EXAMPLES Example 1 1. Methods Intravenous Administration of PDT-Treated C6 Cells
• Rat glioma cell line C6 cells (ATCC) were cultured in 2.5% FBS/F-12K medium (Thermo Fisher Scientific) supplemented with aminolevulinic acid (5-ALA) (Sigma-Aldrich) to a final concentration of 1 mM in a 5% CO₂ incubator at 37° C. for 24 hours. After the culture, the cells were washed with PBS and treated with 0.25% trypsin-EDTA solution (Thermo Fisher Scientific) and adjusted to 2×10⁷ cells/mL with PBS. The cell suspension thus prepared was injected into a Tygon tube (inner diameter: 0.79 mm, Saint-Gobain), wrapped around a light irradiator (Otsuka Electronics Co., Ltd.), and irradiated with light having a wavelength of 630 nm.
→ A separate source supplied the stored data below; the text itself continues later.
PR #5605, opened 2020-08-13
[mempool] refactor garbage collection to be sub-quadratic runtime

christinacelee:
## Motivation

The current implementation of garbage-collection in mempool has runtime O(n^2) - for each txn to be removed, we iterate through all the subsequent txns for that given account to try and park them, and worst-case it is possible that all the txns that were parked may be txns we need to remove anyway - this is inefficient. This PR refactors such that the runtime is sub-quadratic O(n log(n)): O(n log n) from sorting the gc-ready txns, and O(n) from parking all txns for an account with n txns

## Test Plan

Existing tests

### DIFF
--- a/mempool/src/core_mempool/transaction_store.rs
+++ b/mempool/src/core_mempool/transaction_store.rs
@@ -410,15 +410,28 @@ impl TransactionStore {
         };
         OP_COUNTERS.inc(index_name);
 
-        for key in index.gc(now) {
+        let mut gc_txns = index.gc(now);
+        // sort the expired txns by order of sequence number per account
+        gc_txns.sort_by_key(|key| (key.address, key.sequence_number));
+        let mut gc_iter = gc_txns.iter().peekable();
+
+        while let Some(key) = gc_iter.next() {
             if let Some(txns) = self.transactions.get_mut(&key.address) {
-                // mark all following transactions as non-ready
-                for (_, t) in txns.range((Bound::Excluded(key.sequence_number), Bound::Unbounded)) {
+                let park_range_start = Bound::Excluded(key.sequence_number);
+                let park_range_end = gc_iter
+                    .peek()
+                    .filter(|next_key| key.address == next_key.address)
+                    .map_or(Bound::Unbounded, |next_key| {
+                        Bound::Excluded(next_key.sequence_number)
+                    });
+                // mark all following txns as non-ready, i.e. park them
+                for (_, t) in txns.range((park_range_start, park_range_end)) {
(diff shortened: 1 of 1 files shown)


mempool/src/core_mempool/transaction_store.rs
```diff
@@ -410,15 +410,28 @@ impl TransactionStore {
...
+                let park_range_start = Bound::Excluded(key.sequence_number);
+                let park_range_end = gc_iter
+                    .peek()
+                    .filter(|next_key| key.address == next_key.address)
+                    .map_or(Bound::Unbounded, |next_key| {
+                        Bound::Excluded(next_key.sequence_number)
+                    });
+                // mark all following txns as non-ready, i.e. park them
+                for (_, t) in txns.range((park_range_start, park_range_end)) {
                     self.parking_lot_index.insert(&t);
```
kphfb, line 429: I could be misreading your code, but from what I can see, it seems like you are sorting by account,sequence for the expired transactions.  So let's say I have 100 transactions in my queue and txns numbered 1,2,7,9. are expired.  There are also some other people's transactions that are expired, but now gc_iter will be:
other_people_txns, my_1, my_2, my_7, my_9...

So now we hit the while loop and grab my_1.  We grab all of my transactions in mempool which would be 1->100.  We now say park_range_start is index(my_1.sequence)+1 and park_range_end in this case will be index(100) and we filtered out all of the sequence numbers of ones that were in the expired list of sequence numbers.  And we then park all of the others.  

But the problem is that let's say 11->100 aren't expired.  So we now park those all.  We then loop to my_2 and again park 11->100.  And again at my_3, etc.  So we repeat the parking still for all of 11->100 in the case of every expired transaction for this account.

christinacelee: > We now say park_range_start is index(my_1.sequence)+1 and park_range_end in this case will be index(100)

I think `park_range_end` in this case will actually be `Bound::Excluded(2)` because we'll check the next element in gc_iter, which is my_2, and set the `park_range_end` to its seq number, 2. So when the while loop is at my_1, we'll park Bound::Excluded(1) to Bound::Excluded(2), which is nothing
and when we're in the next while loop iteration at my_2, we'll park Bound::Excluded(3) to Bound::Excluded(7), etc. So each txn will be parked at most once I think?

kphfb: Ah ok, I see what you're doing now.  Yeah, that makes sense

sausagee:
LBT/CT is still having issue. I just pulled its plug.  Try to /land again.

The irradiation was performed under the following two irradiation conditions (PDT-1 and PDT-2).
PDT-1
• • Illuminance: 264.2 mW/cm²
  • Duration: 20 minutes
  • Irradiation energy density: 317.0 J/cm²
PDT-2
• • Illuminance: 124.5 mW/cm² (1st round)
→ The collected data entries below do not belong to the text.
PR #6006, opened 2020-09-13
Vault signing

mgorven:


davidiw:
@JoshLind / @mgorven do you want to bring this back to life?

JoshLind:
@davidiw, happy to do that. I think I had an old PR that I closed out. I'll bring it back up and see if we can get this going for the next cut 😄

davidiw:
landed in another PR

PR #6012, opened 2020-09-14
[vm] accept signers passed to execute_script in order rather than rev…

sblackshear:
…erse order

Previously, execute_script accepted args and type args in order, but signers in reverse order. This PR fixes that oddity.


dariorussi (approved):
this looks definitely reasonable to me but I'd appreciate if you could let @vgao1996 comment before submitting. Thanks!

dariorussi:
meanwhile please fix the problem with listing and whatever else is there, if anything else

vgao1996 (approved):
LGTM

    • 91.4 mW/cm² (2nd and 3rd rounds*)
  • Duration: 1 minute
  • Irradiation energy density: 7.5 J/cm² (1st round)
    • 5.5 J/cm² (2nd and 3rd rounds*) Judging from the rate of dead cells at the 1st round, the illuminance was adjusted to be weak.
• The treated cells of each irradiation condition were pooled separately and the irradiation was repeated until the required dose was obtained. Under isoflurane (Pfizer) anesthesia, the PDT-treated cells were administered to F344 rats (8 week-old at the start of study, male, Charles River Laboratories Japan Inc.) at 0.5 mL (corresponding to 1×10⁷ cells) per animal from the tail vein (3 animals per group). As a comparative control, 0.5 mL of PBS alone was intravenously administered (3 animals). Intravenous administration of these PDT-treated cells was performed a total of 3 times (Day−21, −14, −1).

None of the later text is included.